Markers examined and construction of sequence datasets
We focused on a set of eight DNA metabarcoding markers (Bact02, Euka02, Fung02, Sper01, Arth02, Coll01, Inse01, Olig01) targeting different taxonomic groups (Table 1). Four of these markers can be considered as generalist, i.e. targeting entire superkingdoms or kingdoms: Bact02 targeting Bacteria; Euka02 targeting Eukaryota; Fung02 targeting Fungi; Sper01 targeting Spermatophyta (vascular plants). One marker was intermediate (Arth02; targeting arthropods, i.e. the most species-rich phylum on Earth). Finally, three were more specific, i.e. targeting groups from classes to subclasses: Coll01 targeting Collembola (springtails); Inse01 targeting Insecta; Olig01 targeting Oligochaeta (earthworms).
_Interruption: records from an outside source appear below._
Issue #384, opened 2021-03-26
Limit total units each country can have


Thrillberg:
AH may not have more than 10 armies and 6 fleets
GB may not have  more than 6 armies and 10 fleets
all other nations cannot have more than 8 armies and 8 fleets

PR #400, opened 2021-03-29
Implements unit limits for import and production

dmcarmo:
Fix for #384 
Adds unit limits for each nation in standardSetup.js
When importing, if the unit limit for that nation is crossed the action is reset.
When producing, if the unit limit for that nation is reached no more units of that type are produced.

### DIFF
--- a/app/javascript/lib/imperial.js
+++ b/app/javascript/lib/imperial.js
@@ -191,6 +191,7 @@ export default class Imperial {
     this.order = s.order;
     this.players = s.players;
     this.provinces = s.provinces;
+    this.unitLimits = s.unitLimits;
     this.units = this.initializeUnits(s.units);
     this.currentPlayerName = this.getStartingPlayer();
     this.previousPlayerName = this.currentPlayerName;
@@ -1038,9 +1039,13 @@ export default class Imperial {
           .forEach(province => {
             const units = this.units.get(nation).get(province);
             if (this.nobodyIsOccupying(province, nation)) {
-              if (this.provinces.get(province).factory === "shipyard") {
+              if (this.provinces.get(province).factory === "shipyard" &&
+                  !this.overUnitLimit(action.payload.nation, "fleets", 1)
+              ) {
                 units.fleets++;
-              } else {
+              } else if (this.provinces.get(province).factory != "shipyard" &&
+                        !this.overUnitLimit(action.payload.nation, "armies", 1)
+              ) {
                 units.armies++;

For each of these markers, a sequence database was built from EMBL release 140 as follows. An in silico PCR was first carried out by running the program ecoPCR (Ficetola et al. 2010) using the corresponding primers (Table S1). Three mismatches per primer were allowed (-e option), and the amplified amplicon length without primers was restricted (-l and -L options) to the expected length interval (Table S1). The amplified sequences were further filtered by keeping only those belonging to the target taxonomic group, showing a taxonomic assignment (i.e. taxid) at the species and genus levels and having no ambiguous nucleotides. This allowed assembling a working dataset, from which we extracted two sub-datasets. The “within-species” dataset was built by keeping only species for which at least two sequences (identical or not) were available; if >2 sequences were available for a given species, we randomly selected two sequences for that species. The “within-genus” dataset was built by keeping only genera for which at least two sequences were available; if >2 sequences were available for a given genus, we randomly selected two sequences for that genus. For some markers (Bact02, Euka02, Fung02, Inse01, Sper01), the within-species dataset and sometimes the within-genus dataset still contained a very large number of sequences (>10,000). To limit computation time for these markers, we randomly selected a subset of 5000 different taxa, to reach a final number of sequences equal to 10,000. Table S2 summarizes the number of sequences in the different datasets.